I don’t really see what this has to do with TDT in particular. SFAICT, this is just about self-modification, which is really independent of that.
I suspect that the belief in belief is more attractive to mammalian brains than to AI. We have a lizard brain wrapped in an emotional brain wrapped in a somewhat general purpose computer (neocortex). Intellectual humans are emotional beings trying hard to learn effective ways to program the neocortex. We have to do a lot of wacky stuff to make progress, and things we try that make progress in one direction, like a belief in belief, will generally cost us on progress in other directions, like maintaining an openness appropriate to the fact that our maps are astoundingly less complex than the territory being mapped.
But the AI is the rationalists baby, and we obsess over preserving as much of the baby while tossing as much of the bathwater as possible. Sure, we don’t want the baby to make the same mistakes we made, but we want it to be able to exceed us in many ways, so we necessarily leave open doors behind which we know not what lies. I imagine this is what the gods were thinking about when they decided to imbue their AI’s with free will.
More than a belief in belief trap for our own constructions, I would worry about some new flaw appearing. If the groups around here have any say, there will probably be a bias toward Bayesian reasoning in an AI which will likely be poorly suited for believing in belief. But the map is not the territory, and Bayesian probability is a mapping technique. Who can even imagine what part of the territory the Bayesian mappers will miss entirely or mismap systematically?

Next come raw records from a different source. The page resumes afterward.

Issue #4, opened 2015-05-02
Absolute scaling of the inverse abel transform with BASEX


rth:
Hi Dan, 

I'm interested in the absoute scaling of the output of the BASEX algorithm: so when we process some physical signal, I'm trying to make sure that we to obtaint the correctly scaled inverse abel transform.

This uses the pyBASEX v0.3 (i.e. before the pull request).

Finally, a Christian AI would hardly be a disaster. There’s been quite considerable intellectual progress made by self-described Christians. Sure, if the AI gets into an “I’ve got to devote all my cycles to converting people” loop, that sort of sucks, but even in bio intelligences that tends to just be a phase, especially in the better minds. The truth about maps and territories seems to be that no matter how badly you map Russia, it is your map of America that determines your ability to exploit that continent. That is, people who have a very different map of the supernatural than us have shown no consistent deficit in developing their understanding of the natural world. Listen to a physicist tell you why he believes that a Grand Unified Theory is so likely, or contemplate the very common belief that the best theories are beautiful. We rationalists believe in belief and have our own religions. We have to to get anywhere because that is how our brains are built.
Maybe our version of AIs will be quite defective, but better than our minds, and it will be a few generations after the singularity that truly effective intelligences are built. Maybe there is no endpoint until there is a single intelligence using all the resources of the universe in its operation, until the mapper is as complex as the universe, or at least as complex as it can be in this universe.
But that sounds like at least some aspects of the Christian god, doesn’t it.
Most non-hedonistic goals can be thought of as being like religions.
So: the problem in this area is not-so-much getting religion, but losing it—as often happens in practice when intelligent agents get on the internet and encounter sources of unbiased factual information.
If we want the machines we build to keep their human-loving “religion”—and continue to celebrate their creators—then they had better not be too much like us in this respect.